2.  This implementation has 4 distinct components:

    a) the core 'Flow' class and its supporting items, could be
       put into something like twisted.python.flow as they only
       depend upon other twisted.python stuff.  

    b) There is a DeferredFlow which uses Flow as a mix-in with
       Deferred, with behavior similar to DeferredList.  This 
       could go into twisted.internet.defer

    c) There is a ThreadedIterator which depends upon DeferredFlow, 
       and can be used to merge blocking behavior into the 
       framework.   This could go into twisted.internet.threads

    d) There is a very small class which builds upon ThreadedIterator
       that uses a pool from twisted.enterprise.adbapi; however, 
       in this context the async features of adbapi more or less
       get in the way.   So, perhaps this is best left as an example.

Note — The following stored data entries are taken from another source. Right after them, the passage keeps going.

PR #4846, opened 2020-07-30
MONGOID-4947 include block and pattern params in any?

Neilshweky:
Apologies for all the whitespace changes in the diff.

### DIFF
--- a/lib/mongoid/association/referenced/has_many/enumerable.rb
+++ b/lib/mongoid/association/referenced/has_many/enumerable.rb
@@ -224,6 +224,8 @@ module Mongoid
             #
             # @return [ true, false ] If the enumerable has any elements.
             def any?
+              return super if block_given?
+
               if _loaded?
                 in_memory.count > 0
               else
--- a/lib/mongoid/association/referenced/has_many/enumerable.rb
+++ b/lib/mongoid/association/referenced/has_many/enumerable.rb
@@ -219,12 +219,17 @@ module Mongoid
             # Does the enumerable have any? Will determine if there exists at least
             # one element in the enumerable, whether or not it is _loaded.
             #
+            # Note that in Enumerable's any? method if both a pattern and a block are
+            # passed in, only the pattern is used. I implemented the same functionality
+            # here.
+            #
             # @example Doess the enumerable have any?
             #   enumerable.any?
             #
             # @return [ true, false ] If the enumerable has any elements.
-            def any?
-              return super if block_given?
+            def any?(pattern=nil, &block)
+              return super(pattern) if pattern
+              return super(&block) if block_given?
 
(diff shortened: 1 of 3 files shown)


johnnyshields:
This is a regression introduced in 7.1. Please merge soon, thanks!

lib/mongoid/association/referenced/has_many/enumerable.rb
```diff
@@ -219,11 +219,18 @@ def empty?
...
+            # here.
+            #
             # @example Doess the enumerable have any?
             #   enumerable.any?
             #
             # @return [ true, false ] If the enumerable has any elements.
-            def any?
+            def any?(pattern=nil, &block)
+              return super(pattern) if pattern
+              return super(&block) if block_given?
```
p-mongo, line 232: Both of these calls should forward both arguments to super, i.e. I believe they can be simplified to 

```
return super if pattern || block_given?
```

spec/mongoid/association/referenced/has_many/enumerable_spec.rb
```diff
@@ -256,6 +256,111 @@
...
+        end
+
+        it "returns false when the predicate is false" do
+          expect(
+            enumerable.any? { |doc| false }
+          ).to be false
+        end
+      end
+
+      context "when an option is given" do
```
p-mongo, line 291: s/option/argument/ and in the below tests

p-mongo:
@johnnyshields Which Mongoid version is behaving correctly and which version is behaving incorrectly?

johnnyshields:
@p-mongo version 7.0.x is fine. Also version 3.x is fine. I haven't tested 4/5/6

lib/mongoid/association/referenced/has_many/enumerable.rb
Neilshweky: This doesn't seem to work, actually.

egiurleo: When you say it doesn't work, what behavior are you observing?

Neilshweky: The block is not being passed along in the super call

egiurleo: Thanks for explaining!

p-mongo: You still need to pass both arguments in both cases, you could try `super(pattern, &block)` if needed.

Neilshweky:
@p-mongo for some reason this still causes failures... Also I don't really need to pass both arguments in both cases, because in Enumerble's implementation of any? if there is both a pattern and a block, the block is ignored.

    In particular, extrepum's work build on top of Deferred, which
    I think is unnecessary; thus quite a bit of simplification 
    occurred when stripping out the Deferred stuff, and instead
    treating DeferredFlow as a cross product or mix-in of 
    Flow and Deferred.

3.  Extrepum's work was more 'flat' and didn't take recursive
    use of the technique into consideration; or perhaps I just 
    didn't understand how it would handle recursive usage.
    In any case, this implementation allows generators to call
    other generators and provides a nice stack unwinding, etc.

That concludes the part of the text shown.